O edital de bolsa sanduíche para estudantes de doutorado é um exemplo concreto da onda de mudanças da política da CAPES para a internacionalização da pós-graduação. O Edital 047/2017, que trata do Programa de Doutorado Sanduíche no Exterior (PDSE) para oferecer bolsas de estágio em pesquisa de doutorado fora do país, cujo objetivo é a “formação de recursos humanos de alto nível para inserção nos meios acadêmico, de ensino e de pesquisa no país” (1.1 Da Finalidade), incorpora o insólito requisito de exigir proficiência em língua inglesa para candidatos/as que postulam bolsas para estágio em países lusófonos. Reza o item 8.5.6 do Edital 047/2017 da CAPES que “O(A) candidato(a) que pleitear bolsa para instituições de destino em países de língua portuguesa deverá apresentar a comprovação de nível mínimo de proficiência em inglês”. Esta exigência sinaliza que, para a CAPES, a internacionalização da pós-graduação brasileira prescinde do conhecimento cultivado e elaborado nos países em que se fala a língua Pátria Nacional – a língua portuguesa.
Os programas de pós-graduação no Brasil exigem que os pós-graduandos apresentem proficiência em uma língua estrangeira para o mestrado e em duas línguas para o doutorado, por isso é inusitado que, mesmo cumprido o requisito interno, tenham também de apresentar expressamente resultados em exames em língua inglesa, por intermédio do TOEFL IBT (79), TOEFL ITP (550), IELTS (6,0) e Cambridge Exam (CAE B2), que superam o exigido, por exemplo, para aceitação no Programa FullBright dos EUA que exige a nota de 527 no TOEFL ITP e 71 no TOEFL IBT. Porém, mais grave, deve-se ressaltar, é a exigência de língua inglesa para a frequência de estágios de pós-graduação em países da lusofonia.
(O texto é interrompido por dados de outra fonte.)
PR #1353, opened 2026-08-17
fix: guest author byline link points to guest author archive

### LINKED ISSUE #1351: `coauthors_auto_apply_template_tags` changes attribution name, but link points to old author
I have a site where we prefer using Guest Authors over regular users for attribution.  The site is using an old theme that does not support Co-Authors Plus template tags, and I would prefer not to have to create a child theme, so I reached for `coauthors_auto_apply_template_tags`.  

When setting `coauthors_auto_apply_template_tags` to true, on a post where the attribution is set to a single Guest Author, the author name updates properly on the frontend.  However, the byline link still points to the author page for the user who originally published the article.

faisalahammad:
## Description

Fixes #1351 for older themes that enable `coauthors_auto_apply_template_tags` but build the byline link themselves.

CAP filters `the_author()` so the guest author name is displayed, but an old theme can still call `get_author_posts_url( get_the_author_meta( 'ID' ) )` for the link. That ID comes from the post's original `post_author`, so the name and link can refer to different authors. The `author_link` filter now detects a singular post with one guest coauthor and uses that guest author's nicename when building the archive URL.

The earlier helper in `template-tags.php` was removed after confirming that `coauthors_posts_links()` already produced the correct canonical guest archive URL. Pretty-permalink links remain `/author/{guest-nicename}/`; plain-permalink links remain `?author_name={guest-nicename}`. The existing `esc_url()` hardening in `coauthors_wp_list_authors()` is retained.

The regression coverage includes the old-theme rendering pattern, both permalink styles for CAP's own template tag, and a publisher-absence assertion.

## Deploy Notes

No new dependencies.

## Steps to Test

1. Check out this PR and enable old-theme compatibility with `add_filter( 'coauthors_auto_apply_template_tags', '__return_true' );`.
2. Create a guest author named `jane-guest` and a separate WordPress user named `publisher-bob`.
3. Create a post published by `publisher-bob`, then set its only coauthor to `jane-guest`.
4. Use an old-theme byline pattern that calls `get_author_posts_url( get_the_author_meta( 'ID' ) )` for the link and `get_the_author()` for the label.
5. Confirm the label is `jane-guest` and the link goes to the guest archive, not the publisher archive.
6. Repeat with pretty and plain permalinks. Confirm CAP's `coauthors_posts_links()` keeps its canonical URL shape in both cases.

### DIFF
--- a/php/class-coauthors-guest-authors.php
+++ b/php/class-coauthors-guest-authors.php
@@ -1638,6 +1638,22 @@ class CoAuthors_Guest_Authors {
 	 * @since 3.0
 	 */
 	public function filter_author_link( $link, $author_id, $author_nicename ): ?string {
+		// Old themes can filter the author name but build the link from the
+		// post_author field. Use the single guest coauthor's slug in that case.
+		global $authordata;
+		$post = get_post();
+		if ( isset( $authordata->type ) && 'guest-author' === $authordata->type && (int) $author_id === (int) $authordata->ID ) {
+			$author_nicename = $authordata->user_nicename;
+		}
+		if ( $post && ! is_admin() && is_singular() ) {
+			$coauthors = get_coauthors( $post->ID );
+			if ( 1 === count( $coauthors ) && isset( $coauthors[0]->type ) && 'guest-author' === $coauthors[0]->type ) {
+				$guest_author = $coauthors[0];
+				if ( (int) $author_id === (int) $post->post_author || (int) $author_id === (int) $guest_author->ID ) {
+					$author_nicename = $guest_author->user_nicename;
+				}
+			}
+		}
 
 		// If we're using this at the top of the loop on author.php,
 		// our queried object should be set correctly
--- a/template-tags.php
+++ b/template-tags.php
@@ -267,6 +267,27 @@ function coauthors_posts_links( $between = null, $betweenLast = null, $before = 
 }
 
 /**
+ * Get the URL for a coauthor's post archive.
+ *
+ * Guest authors are stored as posts rather than WP users, so get_author_posts_url()
+ * falls back to a default link that is not their archive. Run the author_link filter
+ * instead, which the plugin uses to resolve guest author links correctly.
+ *
+ * @param object $author Coauthor object.
+ * @return string
+ */
+function cap_get_coauthor_posts_url( $author ) {
+	if ( isset( $author->type ) && 'guest-author' === $author->type ) {
+		$link = apply_filters( 'author_link', '', $author->ID, $author->user_nicename );
+		if ( ! empty( $link ) ) {
+			return $link;
+		}
+	}
+
+	return get_author_posts_url( $author->ID, $author->user_nicename );
+}
+
+/**
  * Outputs a single co-author linked to their post archive.
  *
  * @param object $author
@@ -284,7 +305,7 @@ function coauthors_posts_links_single( $author ) {
 	}
 	$args        = array(
 		'before_html' => '',
-		'href'        => get_author_posts_url( $author->ID, $author->user_nicename ),
+		'href'        => cap_get_coauthor_posts_url( $author ),
 		'rel'         => 'author',
 		/* translators: %s: author display name */
 		'title'       => sprintf( __( 'Posts by %s', 'co-authors-plus' ), apply_filters( 'the_author', $author->display_name ) ),
@@ -705,7 +726,7 @@ function coauthors_wp_list_authors( $args = array() ) {
 			}
 		} else {
 			/* translators: %s: author display name */
-			$link = '<a href="' . get_author_posts_url( $author->ID, $author->user_nicename ) . '" title="' . esc_attr( sprintf( __( 'Posts by %s', 'co-authors-plus' ), $name ) ) . '">' . esc_html( $name ) . '</a>';
+			$link = '<a href="' . esc_url( cap_get_coauthor_posts_url( $author ) ) . '" title="' . esc_attr( sprintf( __( 'Posts by %s', 'co-authors-plus' ), $name ) ) . '">' . esc_html( $name ) . '</a>';
 
 			if ( ( ! empty( $args['feed_image'] ) ) || ( ! empty( $args['feed'] ) ) ) {
 				$link .= ' ';
--- a/template-tags.php
+++ b/template-tags.php
@@ -273,10 +273,12 @@ function coauthors_posts_links( $between = null, $betweenLast = null, $before = 
  * falls back to a default link that is not their archive. Run the author_link filter
  * instead, which the plugin uses to resolve guest author links correctly.
  *
+ * Internal helper, not part of the public template tag API.
+ *
  * @param object $author Coauthor object.
  * @return string
  */
-function cap_get_coauthor_posts_url( $author ) {
+function coauthors__get_coauthor_posts_url( $author ) {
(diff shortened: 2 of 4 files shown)


GaryJones (changes requested):
Thanks for this — the core fix is well-targeted and it ships with tests. A few things before merge, one of them blocking.

## 1. Blocking — the second commit is unrelated and causes the merge conflict

Commit `5fa758e` rewrites `CreateGuestAuthorTest.php` to count posts via `wp_count_posts()` instead of `get_posts( … numberposts => -1 )`. That has nothing to do with the byline link bug.

More to the point, `develop` has **already** resolved the same VIPCS `NoPaging` drift, but differently — `3ddbebd` keeps `numberposts => -1` with a `phpcs:ignore`. Both touch the same lines, which is exactly why the PR shows as conflicting.

Please **drop that commit and rebase onto `develop`**. The CI concern it addressed no longer exists, so removing it clears the conflict and leaves a single, focused commit.

## 2. Naming — the `cap_` prefix is new to this file

`cap_get_coauthor_posts_url()` uses a prefix that appears nowhere else in the plugin; every public function in `template-tags.php` uses `coauthors_`, `get_`, `is_` or `the_`. Since this is a new public global function it becomes part of the plugin's API on release. Could we either rename it to fit convention (e.g. `coauthors_get_posts_url()`) or reconsider whether it needs to be public at all?

## 3. Please confirm the root cause on both permalink styles

`get_author_posts_url()` applies the `author_link` filter itself, and `filter_author_link()` rebuilds guest URLs in that path too — so on the face of it the original call ought to have been corrected by the same filter. I'd like to understand precisely why it wasn't (empty `user_nicename` on the coauthor object? filter not firing in that context?), because that tells us whether we're fixing the cause or a symptom. Could you confirm reproduction on both pretty and plain permalinks? Not a blocker — the regression test does show the behaviour change — but worth nailing down.

For what it's worth, passing an empty `''` into the filter takes the `?author_name=…` branch, which is consistent with how the plugin already links guest authors elsewhere (e.g. the admin profile links around `class-coauthors-guest-authors.php:170`), so the query-arg form is expected, not a regression.

## 4. Nit — the integration test is slightly self-referential

`test_coauthors_posts_links_for_single_guest_author()` computes `$expected` by running the same `author_link` filter the production code runs, so expected and actual share a source of truth. It's a valid regression test (without the fix the href would be the publisher's URL and differ), but it can't distinguish "correct guest archive URL" from "whatever the filter emits". A stronger assertion would pin the concrete guest nicename in the URL **and** assert the original author's nicename is absent — that encodes the actual bug in #1351.

## Things done well

- Adding `esc_url()` in `coauthors_wp_list_authors()` is a genuine improvement — the original output was unescaped.
- The `isset( $author->type )` guard is safe for real `WP_User` objects, so they correctly fall through to `get_author_posts_url()` and existing behaviour is preserved.
- Both a unit and an integration test included — appreciated.

Summary: happy to approve in principle once (1) is sorted; (2)–(4) are smaller follow-ups.

GaryJones (changes requested):
Thanks for the thorough follow-up, Faisal — points 1, 2 and 4 from my previous review have been properly addressed: the unrelated commit is gone, the helper now follows the `coauthors__` internal convention, and the integration test builds its expected URL independently and pins the nicenames. I've also verified your numbers locally: 48 unit tests and 321 integration tests pass on this branch, and PHPCS reports no new violations on the changed files.

However, I dug into point 3 empirically, and I'm afraid the results change the picture: **the evidence says this code path was never broken, so this PR doesn't fix #1351 — it changes the shape of an already-correct URL.**

## The experiment

I reverted `template-tags.php` to develop's version and ran your two new integration tests against the *old* code:

- **Plain permalinks: the test passes.** The old code already emitted `?author_name=jane-guest` — the plugin's `author_link` filter corrects the core-built URL before output. No bug.
- **Pretty permalinks: the old code emitted `http://site/author/jane-guest/`** — the guest author's *own* archive URL, built from the nicename we pass to `get_author_posts_url()`. The test fails only because that differs in shape from the expected `?author_name=jane-guest`; both URLs point at the guest author, not the publisher.

```
--- Expected
+++ Actual
-'<a href="http://localhost:9911?author_name=jane-guest" ...>jane-guest</a>'
+'<a href="http://localhost:9911/author/jane-guest/" ...>jane-guest</a>'
```

I then seeded a live wp-env site (pretty permalinks, unlinked guest author `jane-guest`, post published by `publisher-bob`) and requested both URLs. `/author/jane-guest/` and `/?author_name=jane-guest` **both return 200 and render the same guest archive** listing the post.

So on the root cause: core's `get_author_posts_url()` builds the pretty URL from the *nicename* we pass in (it only falls back to a user lookup when the nicename argument is empty), and then applies `author_link`, where `CoAuthors_Guest_Authors::filter_author_link()` rebuilds it — again from the nicename. Under plain permalinks the CPT-ID form does appear briefly, but the same filter corrects it to `?author_name=` before anything is output. At no point does the publisher's URL enter this path.

That means the practical effect of this change is a small regression: every guest byline on a pretty-permalink site (the common case) moves from the canonical `/author/jane-guest/` to the non-canonical `http://site?author_name=jane-guest` (note also the missing `/` before the `?`), in `coauthors_wp_list_authors()` too — and the new tests would enshrine that as expected behaviour.

## Where #1351 probably actually lives

Since `coauthors_posts_links()` emits correct links, the reporter's symptom — name updates, link still points at the original publisher — most plausibly comes from their theme building the link outside anything Co-Authors Plus filters. For example, `get_author_posts_url( get_the_author_meta( 'ID' ) )` called directly uses the publisher's ID from `$authordata` and never passes through the `the_author_posts_link` filter that `coauthors_auto_apply_template_tags` hooks. If that's the path, no change to `coauthors_posts_links_single()` can fix it.

## Requested changes

1. Let's first reproduce the reported symptom. Could you (or we can ask on #1351) find out how the reporter's theme renders the byline — which template tag or function? A failing test that shows the byline href actually pointing at the publisher is the bar here; the current tests demonstrate a URL-shape change, not the bug.
2. Until we have that reproduction, please hold off on changing the URL generation in `coauthors_posts_links_single()` / `coauthors_wp_list_authors()` — as it stands it trades a canonical URL for a non-canonical one on working sites.

I appreciate this is frustrating after a careful revision — the test infrastructure you've built here (the permalink-style matrix, the independent expected URL, the publisher-absence tripwire) is genuinely good and will be exactly what we need once the real path is identified. The experiment above was only possible because your tests are now rigorous enough to run against the old code.

faisalahammad (commented):
## CI Fix Summary — 2 errors resolved (11 PHPCS violations)

The "Basic CS and QA checks" failure was PHPCS only, in the new tests.

| # | File | Error | Fix |
|---|------|-------|-----|
| 1 | tests/Integration/TemplateTags/CoauthorsPostsLinksTest.php:76-152 | Generic.WhiteSpace.ScopeIndent.IncorrectExact (10x) | Re-indented the over-indented test methods and their bodies with phpcbf, matching the one-tab member style of the other methods in the file |
| 2 | tests/Integration/TemplateTags/CoauthorsPostsLinksTest.php:114 | Generic.Commenting.DocComment.LongNotCapital | Reworded the docblock paragraph to start with "The coauthors_auto_apply_template_tags filter is simulated..." |

No production code changed in this commit. `composer cs -- tests/` passes locally on PHP 7.4, the same step that failed in CI.

Tests: all other checks were already green (unit 7.4 + latest, integration, Behat, Playwright).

Em grande medida, a internacionalização da Educação Superior, fundada na interculturalidade e na solidariedade, é uma construção social de respeito mútuo e tal requisito. A proficiência em língua inglesa para os destinos internacionais de língua portuguesa faz colapsar as bases da amizade e do tratamento respeitoso com os países da lusofonia e sinaliza para o Sistema Nacional de Pós-Graduação (SNPG) do Brasil a desvalia da cultura, da ciência, do conhecimento e do saber que circulam em língua portuguesa.
Vale registrar também que, neste edital, a CAPES não prevê a cobertura das taxas escolares no exterior, subsumindo-se a ideia de que as universidades com convênios firmados anteriormente poderiam liberar a exigência de pagamento de taxas. Sabemos que, infelizmente, poucas são as submissões para estágio no exterior (PDSE) cobertas por convênios que isentem o candidato de pagamento junto a universidade receptora. Aliás, este é um dos mitos da internacionalização, de que falam Jane Knight (2011)[1], Hans de Wit (2013)[2] e Azevedo (2014)[3], o de “supor que uma grande quantidade de convênios com universidades estrangeiras significa maior internacionalização da instituição”.
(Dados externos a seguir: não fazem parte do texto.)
Issue #1252, opened 2026-04-28
Current user not unassigned in editor


MastaBaba:
In at least two Wordpress installations, with the introduction of CoAuthors+ 4, I have the following issue. I'm now on 4.0.1.

I add a post. 
In the authors box in the sidebar, I never show up as the author. There's a spinner that never goes away.
I can add another author which shows up in the list of authors when I select them.
The spinner then goes away, and I'm not visible as the author.
I publish the post, and all looks fine. 
In the list of posts in the backend, my selected author shows up as the only author.

Except that, when requesting the user for the post in the frontend through get_coauthors($post_id), I'm the first author that's returned.

When I 'quick edit' the post, and switch the post to some other author, then to my desired author, the 'hidden' author is removed, and get_coauthors() returns the correct author.

When I don't publish the post, but save the post, the author I added in the author box disappears, and the spinner returns.

MastaBaba:
In 4.02 this issue persists for me, with the difference that, when creating a new post, I see no spinner in the author-box. In the author-box, nothing happens, and no author is showing. Adding an author works, but saving as draft results in that author being removed. Publishing the post, while an author is visible, works, but then the first author retrieved through coauthors plus is me, not the author that was explicitly set.

PR #1431, opened 2026-09-06
fix: signal unresolved co-author names in add_coauthors()

### LINKED ISSUE #1369: add_coauthors() silently drops a co-author it cannot resolve
## Problem

`add_coauthors()` accepts a name it cannot resolve to any user or guest author, stores it as a stray taxonomy term, returns `true`, and then silently drops it at read time. The caller has no way to know anything went wrong.

Demonstrated with an integration probe, passing a middle entry that matches nobody:

```
INPUT:  author1, jhon-doe, author20
STORED: cap-author1, jhon-doe, cap-author20
READ:   author1, author20
```

The unresolvable name is persisted in the correct position as an unprefixed `author` term, but `get_coauthors()` cannot map it back to a co-author, so it is dropped. No warning, no error, and `add_coauthors()` still reports success.

## Why it matters

In `add_coauthors()`, `get_coauthor_by()` returning false leads to `update_author_term( false )` returning false, so `$author_name` is left as the caller's raw string and `wp_set_post_terms()` creates a fresh term from it. This is most damaging during bulk migrations, where a caller has no realistic way to spot that a fraction of its bylines have quietly lost an author — it just looks like the data came out wrong. It also leaves orphaned terms behind that count towards nothing and match no co-author.

See #1052, where this is the most likely explanation for the reported behaviour.

## Possible directions

Worth discussing before implementing, since the right answer depends on how much we can change a long-standing public API:

- Skip unresolvable names rather than creating a term from them, so at least no orphan term is left behind.
- Surface the failure to the caller, either via a `WP_Error`, a returned list of names that could not be resolved, or a `_doing_it_wrong()`.
- Leave runtime behaviour alone but add a WP-CLI command to find and clean up orphaned author terms.

The return type is the awkward part: `add_coauthors()` currently has a `bool` return type, so returning a `WP_Error` would be a breaking change. An action fired for each unresolved name may be the least disruptive route.

faisalahammad:
## Description

`add_coauthors()` resolves each name it receives to a WordPress user or guest author. When a name could not be resolved, the plugin stored it as an author term without the `cap-` prefix, a term no read path can match, and `get_coauthors()` dropped it when the byline was read back. Bulk imports and migrations lost bylines with no signal. Fixes #1369.

This PR:

- **Retries resolution before giving up.** The classic metabox and some WP-CLI commands pass `user_login` values, while the default lookup field is `user_nicename`. If the first lookup fails, `add_coauthors()` now retries by login and then by the sanitized title of the name, so input shapes that were previously misread as unresolved now resolve.
- **Excludes names that still cannot be resolved from the term write.** The stray, unprefixed term was dead weight: archive queries filter on the `cap-` prefix, and the assignment service round-trips the slug, so the stray term broke its idempotence check. A post whose submitted names are all unresolved keeps its existing byline terms instead of being left termless.
- **Fires a `coauthors_unresolved_coauthor` action** once per unresolved name, with the name, lookup field, post ID, and append flag. This is the only signal. An earlier iteration also raised a `_doing_it_wrong()` notice, but that fired on legitimate runtime paths, such as a REST save feeding back an orphan term after a guest author was deleted outside the plugin, and under `WP_DEBUG_DISPLAY` it corrupted the REST response.

The block editor's main write path is not covered by this signal: core drops invalid term IDs before `add_coauthors()` runs. That gap needs its own issue and is not fixed here.

## Deploy Notes

No new dependencies. One behavior change to be aware of: names that cannot be resolved are no longer written as author terms. Nothing read them back, so no byline changes for names that resolved before.

## Steps to Test

1. Check out this PR and hook the action:

```php
add_action( 'coauthors_unresolved_coauthor', function ( $name, $field, $post_id, $append ) {
    error_log( "Unresolved co-author '{$name}' ({$field}) on post {$post_id}" );
}, 10, 4 );
```

2. Assign a mix of a real author and a name that matches nobody:

```php
global $coauthors_plus;
$coauthors_plus->add_coauthors( $post_id, array( 'admin', 'no-such-author' ) );
```

3. Confirm the debug log has one line for `no-such-author` only, the post stores just the real author's term, and the byline keeps its order.
4. Assign a user whose login and nicename differ (for example login `Jane Doe`, nicename `jane-doe-the-second`) the way the metabox does. Confirm no action fires; the name resolves through the login retry.
5. Delete a guest author post directly (leaving its orphan author term on a post), then save that post in the block editor. Confirm the save succeeds, the action fires once for the orphan slug, and the valid co-authors stay on the byline.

No mesmo sentido, em paralelo, as universidades foram chamadas a submeter propostas ao Programa Institucional de Internacionalização – Capes-PrInt, um concurso público por financiamento nacional regulado pelo Edital 041/2017. O pressuposto do programa é de que o apoio à internacionalização da pós-graduação deve encerrar as “demandas de balcão” e passar a ser regulada e financiada por chamadas de projetos institucionais de internacionalização. Desta maneira, o campo nacional de Educação Superior está sendo chamado a formatar, desde janeiro de 2018, projetos únicos por universidades. Os variados relatos que chegam à diretoria da ANPEd registram desde a alta competição a fortes exemplos de solidariedade. Assim como há universidades que tendem a provocar a articulação entre programas de pós-graduação, o que poderia ser avaliado como positivo, há também lutas internas que provocam a competição exacerbada frente às regras do novo edital da CAPES.
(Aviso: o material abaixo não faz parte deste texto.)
PR #1432, opened 2026-09-06
fix: re-index the Yoast schema graph after filtering Person nodes

### LINKED ISSUE #1360: Yoast integration: filter_graph() can emit @graph as a JSON object instead of an array (array_filter without array_values)
### Summary

`CoAuthors\Integrations\Yoast::filter_graph()` removes every `Person` node from the Yoast schema graph with `array_filter()`, which preserves array keys. When the removed node is not the last element, the PHP array is left with a gap and `json_encode()` serializes `@graph` as a JSON **object** instead of an array:

```json
"@graph": { "0": {...}, "1": {...}, "2": {...}, "3": {...}, "4": {...}, "5": {...}, "7": {...} }
```

A JSON-LD consumer expanding that object discards **every** node in it, because `"0"`, `"1"`, … are neither JSON-LD keywords nor IRIs. The page then has no structured data at all — Article, Recipe/HowTo, Breadcrumbs, Organization, images, all gone — while the markup still looks complete in the source.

Dado que os projetos de cada instituição precisam demonstrar que estão à altura e em condições de concorrência com as demais universidades brasileiras, evidenciando que estão entre os melhores e mais produtivos, pois as pró-reitorias de pós-graduação e os comitês gestores sabem que os recursos para a internacionalização têm um limite e não contemplarão todas as universidades, acirra-se a competição. Seria essa medida uma evidência do retorno ao conceito de centro de excelência (inter)nacional? Que efeitos esperados (e não esperados) ocorrerão a partir desta nova política de internacionalização? Quais as consequências para a produção científica em um sistema que precisa ainda superar as desigualdades regionais? Como uma política propõe uma outra forma de desenvolver a pesquisa e a pós-graduação em seus aspectos de internacionalização sem considerar parcerias existentes, vulnerabilidades institucionais e disparidades regionais?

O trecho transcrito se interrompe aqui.